### Material shown
'''

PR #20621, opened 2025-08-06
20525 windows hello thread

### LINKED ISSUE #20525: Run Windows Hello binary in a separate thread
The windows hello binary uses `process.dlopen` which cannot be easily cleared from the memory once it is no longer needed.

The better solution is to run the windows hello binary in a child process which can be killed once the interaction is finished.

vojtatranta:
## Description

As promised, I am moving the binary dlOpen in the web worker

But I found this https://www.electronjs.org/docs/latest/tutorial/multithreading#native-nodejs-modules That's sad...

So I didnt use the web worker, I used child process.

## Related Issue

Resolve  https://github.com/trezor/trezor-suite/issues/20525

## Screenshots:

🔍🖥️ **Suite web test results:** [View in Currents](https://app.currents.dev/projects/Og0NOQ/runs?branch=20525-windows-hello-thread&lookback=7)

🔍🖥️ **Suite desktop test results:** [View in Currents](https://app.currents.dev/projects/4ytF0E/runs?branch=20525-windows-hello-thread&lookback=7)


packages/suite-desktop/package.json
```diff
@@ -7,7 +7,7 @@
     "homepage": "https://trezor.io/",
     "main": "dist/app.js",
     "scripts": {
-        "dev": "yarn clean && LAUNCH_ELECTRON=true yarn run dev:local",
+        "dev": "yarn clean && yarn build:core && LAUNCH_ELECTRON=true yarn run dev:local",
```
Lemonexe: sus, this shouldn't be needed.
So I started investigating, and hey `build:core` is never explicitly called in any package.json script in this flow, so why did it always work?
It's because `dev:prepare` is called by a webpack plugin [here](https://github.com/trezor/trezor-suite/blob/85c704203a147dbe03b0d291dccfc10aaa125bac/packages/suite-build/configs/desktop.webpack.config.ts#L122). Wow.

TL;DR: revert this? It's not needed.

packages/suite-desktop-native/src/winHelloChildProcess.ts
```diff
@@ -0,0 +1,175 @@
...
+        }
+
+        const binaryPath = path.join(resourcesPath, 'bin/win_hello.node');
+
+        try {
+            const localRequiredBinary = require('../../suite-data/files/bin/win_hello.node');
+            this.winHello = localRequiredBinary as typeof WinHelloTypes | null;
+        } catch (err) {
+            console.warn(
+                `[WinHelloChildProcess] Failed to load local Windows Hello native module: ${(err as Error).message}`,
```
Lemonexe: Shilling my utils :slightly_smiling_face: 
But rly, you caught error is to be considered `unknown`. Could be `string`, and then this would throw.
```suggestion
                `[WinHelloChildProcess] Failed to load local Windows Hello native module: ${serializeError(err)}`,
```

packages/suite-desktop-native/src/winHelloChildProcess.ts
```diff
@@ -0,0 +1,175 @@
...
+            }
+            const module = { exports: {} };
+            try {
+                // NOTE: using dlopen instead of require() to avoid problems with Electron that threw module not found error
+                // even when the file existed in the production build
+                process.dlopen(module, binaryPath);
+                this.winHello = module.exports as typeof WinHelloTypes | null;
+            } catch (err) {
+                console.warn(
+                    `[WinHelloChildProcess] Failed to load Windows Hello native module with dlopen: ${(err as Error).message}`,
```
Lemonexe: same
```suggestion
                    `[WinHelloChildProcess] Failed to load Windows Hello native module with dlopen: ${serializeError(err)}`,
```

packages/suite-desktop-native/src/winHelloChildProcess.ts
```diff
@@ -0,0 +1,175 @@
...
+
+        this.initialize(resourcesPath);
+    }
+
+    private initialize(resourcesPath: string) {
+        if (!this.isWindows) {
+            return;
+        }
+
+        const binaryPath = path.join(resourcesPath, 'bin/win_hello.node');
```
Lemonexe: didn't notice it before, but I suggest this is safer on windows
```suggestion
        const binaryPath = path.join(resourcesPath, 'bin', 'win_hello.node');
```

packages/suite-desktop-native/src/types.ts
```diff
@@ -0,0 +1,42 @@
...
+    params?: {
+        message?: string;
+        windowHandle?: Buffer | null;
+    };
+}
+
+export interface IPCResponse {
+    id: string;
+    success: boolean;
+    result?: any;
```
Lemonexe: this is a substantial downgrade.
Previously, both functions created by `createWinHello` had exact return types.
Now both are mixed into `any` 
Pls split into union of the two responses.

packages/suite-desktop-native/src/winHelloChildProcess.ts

'''

### Work to be completed
The answer must consist of every line from the records above that holds "WinHelloTypes".

### Finished exercise
+            this.winHello = localRequiredBinary as typeof WinHelloTypes | null;
+                this.winHello = module.exports as typeof WinHelloTypes | null;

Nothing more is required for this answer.